Find the line containing "The integration test" in the records below. Copy exactly that line and each one after it, ending at the line containing "(playready & widevine).", and nothing more.

-- Data to examine follows --

PR #557, opened 2023-04-05
[google_maps_flutter] Update webview_flutter_lwe to 0.2.0

Swanseo0:
Apply the changed interface from webview_flutter_lwe v0.2.0


bbrto21:
The integration test for this plugin is skipped in CI, so you must check manually.
I've run the test but I got failures, I think you should check test related things before review.

bbrto21:
@Swanseo0 Could you please add a result of internal test you manually ran? It would be nice if you could simply leave it as a comment.

PR #550, opened 2023-03-24
[video_player_videohole] Add video_player_videohole package

hyue7:
”video_player_videohole“ is a new video player plugin ,used to play videos of DRM (playready & widevine).
It's based on MM player and only supports on Tizen TV devices.

PR #564, opened 2023-04-26
[webview_flutter_tizen] Fix YouTube player on TV

Swanseo0:


packages/webview_flutter/tizen/src/ewk_internal_api_binding.cc
```diff
@@ -35,6 +35,8 @@ bool EwkInternalApiBinding::Initialize() {
       dlsym(handle_, "ewk_view_ime_window_set"));
   view.KeyEventsEnabledSet = reinterpret_cast<EwkViewKeyEventsEnabledSetFnPtr>(
       dlsym(handle_, "ewk_view_key_events_enabled_set"));
+  view.SupportVideoHoleSet = reinterpret_cast<EwkViewSupportVideoHoleSetFnPtr>(
+      dlsym(handle_, "ewk_view_set_support_video_hole"));
```
bbrto21, line 39: Doesn't this require a profile distinction?

packages/webview_flutter/tizen/src/webview.cc
```diff
@@ -19,6 +19,12 @@
 
 namespace {
 
+#ifdef TV_PROFILE
+constexpr double kProfileFactor = 1.6;
+#else
+constexpr double kProfileFactor = 1.0;
+#endif
```
bbrto21, line 26: At the current stage, using these constants is fine to me. 
but IMO, this should be passed by the embedder to the platform view.

swift-kim: FYI) The terms "scale factor" and "device pixel ratio" are interchangeable, but "profile factor" is not. The profile factor is predefined as a constant for each profile.

https://docs.tizen.org/application/native/guides/ui/efl/multiple-screens/#calculating-the-base-scale

packages/webview_flutter/tizen/src/webview.cc
```diff
@@ -169,6 +175,14 @@ void WebView::Dispose() {
   }
 }
 
+void WebView::Offset(double left, double top) {
+  left_ = left * kProfileFactor;
+  top_ = top * kProfileFactor;
+
+  evas_object_move(webview_instance_, static_cast<int32_t>(left_),
+                   static_cast<int32_t>(top_));
```
JSUYA, line 183: The argument type of evas_object_move is int.

JSUYA (commented):
Please update the README and CHANGELOG.
and webview_flutter_lwe also needs update.

packages/webview_flutter/tizen/src/webview.cc
```diff
@@ -283,6 +297,11 @@ void WebView::InitWebView() {
   EwkInternalApiBinding::GetInstance().view.KeyEventsEnabledSet(
       webview_instance_, true);
 
+#ifdef TV_PROFILE
+  EwkInternalApiBinding::GetInstance().view.SupportVideoHoleSet(
+      webview_instance_, window_, true, false);
```
JSUYA, line 302: In order to check that this API actually works, the example needs to be modified.
We should to choose one of two ways.
1. Modify the example(TODO) and write the related contents in the readme.
```diff
--- a/packages/webview_flutter/example/lib/main.dart
+++ b/packages/webview_flutter/example/lib/main.dart
   @override
   Widget build(BuildContext context) {
     return Scaffold(
+       backgroundColor: Color.fromARGB(0, 0, 0, 0),
+       // backgroundColor: Colors.green,
       appBar: AppBar(
         title: const Text('Flutter WebView example'),

```
2. Referring to the [video hole pr](https://github.com/flutter-tizen/plugins/pull/550/files#diff-38e843fda10b05b7020e435141400d2b62ec8311e913ecb815f48e6e7cd1c830), I think the webview widget can be blended. (I don't know if that's possible.... But as of now, I don't think there is a way...)

packages/webview_flutter/tizen/src/ewk_internal_api_binding.cc
Swanseo0: Although it is not used in `TV_PROFILE`, I thought it was not necessary to distinguish registering in `EwkViewProcTable`. Do you think it is necessary?

PR #568, opened 2023-05-08
[video_player_videohole] Update pigeon to 10.0.0

swift-kim:
Also rename `TizenVideoPlayerApi` to `VideoPlayerVideoholeApi` to avoid any possible conflict with `video_player_tizen`.


hyue7 (approved):
Looks good to me.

-- Data to examine concluded --

### Response below
The integration test for this plugin is skipped in CI, so you must check manually.
I've run the test but I got failures, I think you should check test related things before review.

bbrto21:
@Swanseo0 Could you please add a result of internal test you manually ran? It would be nice if you could simply leave it as a comment.

PR #550, opened 2023-03-24
[video_player_videohole] Add video_player_videohole package

hyue7:
”video_player_videohole“ is a new video player plugin ,used to play videos of DRM (playready & widevine).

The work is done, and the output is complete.